You can encounter ghosts in these worlds. Peripheral mirages of human presence creep in when you least expect them. Too fleeting and distant to satisfy listeners who long for music to come from a clear, corporeal “speaker”, these presences can nevertheless have a haunting beauty. They imbue your surroundings with a sense of buried mystery—a sense that you’re at a boundary between one world and another.
No genre contains more zones without people than the sleepy countrysides of ambient. When Brian Eno coined the term, he was referring to music that could function as ambience. But, looking back on decades of music assigned the label, has the salient quality of ambient music in general really been that it’s “as ignorable as it is interesting”? Arguably, no. Selected Ambient Works Volume II remains the masterpiece of the genre, yet it’s difficult to ignore when used as background noise. A friend described the album with my favorite adjective, “unsettling”, within about two seconds of hearing it in such a context. (Yet music from the old master of dramaturgy and pathos, Beethoven, seems to be quite easy to tune out for most people.) Rather, what makes ambient so interesting is its use of ambience as subject matter: the musical equivalent of landscape painting. Its slow-moving pads and sparingly placed real-world sounds evoke the mysterious quietude of dream environments. In a way, Eno himself embraced this reinterpretation of the term’s meaning with the place-themed Ambient 4: On Land, his best work. The more we treat ambient as immersive close-listening music—rather than like an automatic Philip K. Dick-style mood-altering machine—the more beautiful it becomes.
Take the seventh track on Selected Ambient Works Volume II for instance. First impressions are of light and motion: nighttime and gentle undulation. There are distant gleams of moonlight, or some other light source. Occasionally, tape distortion murmurs in the background—ancient, dusty wind from the peripheries sweeping through. Slowly, the swaying back and forth takes on a musical sense of swing.
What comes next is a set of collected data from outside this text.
PR #21, opened 2022-11-15
Refactor/containers

jduerholt:
As already mentioned is some email, I was looking in more detail into opti's parameter and constraints classes and I liked it. So I integrated it also into boFire. 

domain.constraints is now not anymore a list but a `Constraints` object which behaves like a list but implements additional features which are only relevant for constraints. The same for input and output features. All methods which needs access to more than one object stay in the `Domain` class.

@bertiqwerty @DavidWalz @R-M-Lee @jkleinekorte What do you think? Do you like this, or do you want to have it as before? If you like it, I will add more tests to it. 

Looking forward to your feedback!

Best,

Johannes

### DIFF
--- a/bofire/domain/constraints.py
+++ b/bofire/domain/constraints.py
@@ -353,8 +353,12 @@ class Constraints(BaseModel):
     def __getitem__(self, i):
         return self.constraints[i]
 
-    def evaluate_constraints(self, experiments: pd.DataFrame) -> pd.DataFrame:
+    def __call__(self, experiments: pd.DataFrame) -> pd.DataFrame:
         return pd.concat([c(experiments) for c in self.constraints], axis=1)
+
+    def add(self, constraint: Constraint):
+        assert isinstance(constraint, Constraint)
+        self.constraints.append(constraint)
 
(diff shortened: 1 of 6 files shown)


R-M-Lee:
I think this makes a lot of sense and I like it better than the previous version.

bertiqwerty:
Looks good to me. We should merge this rather sooner than later to minimize merge conflicts.

jduerholt:
> Looks good to me. We should merge this rather sooner than later to minimize merge conflicts.

True, I will add some more tests today and then we can merge this evening ;)

jduerholt:
@bertiqwerty : So I think it is done and we can merge this beast.  

A few notes:
- I added a lot of tests also for features which were migrated already before from `opti` and have not tested yet. So I found bugs that I fixed.
- Some of the tests referring in the containers are still in the `test_domain.py`, but this should not matter. We can tidy it up at some point
- There could be still things which I overlooked that could be ported from the `Domain` class into the specific container classes. But we will figure this out.

bertiqwerty (approved):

In these dream pastures and forests, at once cozy and disquieting, the grass is dancing, as though ancient memories of boisterous celebrations are still reverberating through the landscape.
Dance music should be antithetical to what we’re talking about—it’s what DJs play at gatherings of people, after all—yet this dichotomy was permanently shattered in the 80s by the machinic precision of techno, house, and electro. Anything beyond clockwork drum machine patterns and bursts of quasi-harmonic noise became optional, superfluous to the groove. In the following decade, the sci fi introversion suddenly possible in dance music lead to the rise of ambient techno, which combined the pastoral landscapes of the former with the mechanized propulsion of the latter, allowing you to tour extraterrestrial rainforests in airships and relax in space stations orbiting at the edges of foreign solar systems.
Psyche’s “Crackdown” is a classic example of dance music entering zones without people, evoking melancholic space travel, a lonely commute along an interplanetary highway. The BPM is firmly within danceable range, yet there’s a sense of moving forward slightly too fast, as though you’re speeding to get to a destination. The constant neon glow of the pads illuminates the floating road ahead. Later, the universe’s drowsiest alarm goes off. Yet there’s a bounciness, a stylishly syncopation that makes the journey fun. Underneath is a baseline mantra that radiates a calm sense of purpose. Flickering holograms of a romantic conversation keep appearing; visions seem to appear of their own accord out here where it’s just you, the highway, and the stars and planets.